Dataset excerpts
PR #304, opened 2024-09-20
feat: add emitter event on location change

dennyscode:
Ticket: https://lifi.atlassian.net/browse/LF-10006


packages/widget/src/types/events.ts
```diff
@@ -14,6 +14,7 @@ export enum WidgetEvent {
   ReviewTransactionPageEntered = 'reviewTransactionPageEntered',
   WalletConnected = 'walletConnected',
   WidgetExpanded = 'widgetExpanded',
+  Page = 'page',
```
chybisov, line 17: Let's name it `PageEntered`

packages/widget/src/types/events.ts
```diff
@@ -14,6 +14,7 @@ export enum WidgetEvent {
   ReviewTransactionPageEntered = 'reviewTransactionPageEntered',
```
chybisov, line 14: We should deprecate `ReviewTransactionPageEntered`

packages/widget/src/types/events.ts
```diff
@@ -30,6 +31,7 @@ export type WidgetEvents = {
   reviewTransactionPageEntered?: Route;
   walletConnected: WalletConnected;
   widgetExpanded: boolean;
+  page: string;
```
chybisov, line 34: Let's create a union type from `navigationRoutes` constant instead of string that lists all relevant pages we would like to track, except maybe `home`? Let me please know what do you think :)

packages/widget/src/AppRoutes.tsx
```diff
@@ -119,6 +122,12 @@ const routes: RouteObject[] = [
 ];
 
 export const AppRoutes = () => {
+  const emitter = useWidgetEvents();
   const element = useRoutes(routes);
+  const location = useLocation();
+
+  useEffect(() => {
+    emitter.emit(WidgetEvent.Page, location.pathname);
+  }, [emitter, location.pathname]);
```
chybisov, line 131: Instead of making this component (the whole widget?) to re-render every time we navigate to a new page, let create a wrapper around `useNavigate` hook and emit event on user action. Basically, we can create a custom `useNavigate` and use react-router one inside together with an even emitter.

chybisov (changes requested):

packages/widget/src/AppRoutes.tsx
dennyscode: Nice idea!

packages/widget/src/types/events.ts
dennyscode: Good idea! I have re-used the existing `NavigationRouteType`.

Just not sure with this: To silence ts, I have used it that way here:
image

The task
What is needed is each line of the data, printed exactly.

Answer section
PR #304, opened 2024-09-20
feat: add emitter event on location change

dennyscode:
Ticket: https://lifi.atlassian.net/browse/LF-10006


packages/widget/src/types/events.ts
```diff
@@ -14,6 +14,7 @@ export enum WidgetEvent {
   ReviewTransactionPageEntered = 'reviewTransactionPageEntered',
   WalletConnected = 'walletConnected',
   WidgetExpanded = 'widgetExpanded',
+  Page = 'page',
```
chybisov, line 17: Let's name it `PageEntered`

packages/widget/src/types/events.ts
```diff
@@ -14,6 +14,7 @@ export enum WidgetEvent {
   ReviewTransactionPageEntered = 'reviewTransactionPageEntered',
```
chybisov, line 14: We should deprecate `ReviewTransactionPageEntered`

packages/widget/src/types/events.ts
```diff
@@ -30,6 +31,7 @@ export type WidgetEvents = {
   reviewTransactionPageEntered?: Route;
   walletConnected: WalletConnected;
   widgetExpanded: boolean;
+  page: string;
```
chybisov, line 34: Let's create a union type from `navigationRoutes` constant instead of string that lists all relevant pages we would like to track, except maybe `home`? Let me please know what do you think :)

packages/widget/src/AppRoutes.tsx
```diff
@@ -119,6 +122,12 @@ const routes: RouteObject[] = [
 ];
 
 export const AppRoutes = () => {
+  const emitter = useWidgetEvents();
   const element = useRoutes(routes);
+  const location = useLocation();
+
+  useEffect(() => {
+    emitter.emit(WidgetEvent.Page, location.pathname);
+  }, [emitter, location.pathname]);
```
chybisov, line 131: Instead of making this component (the whole widget?) to re-render every time we navigate to a new page, let create a wrapper around `useNavigate` hook and emit event on user action. Basically, we can create a custom `useNavigate` and use react-router one inside together with an even emitter.

chybisov (changes requested):

packages/widget/src/AppRoutes.tsx
dennyscode: Nice idea!

packages/widget/src/types/events.ts
dennyscode: Good idea! I have re-used the existing `NavigationRouteType`.

Just not sure with this: To silence ts, I have used it that way here:
image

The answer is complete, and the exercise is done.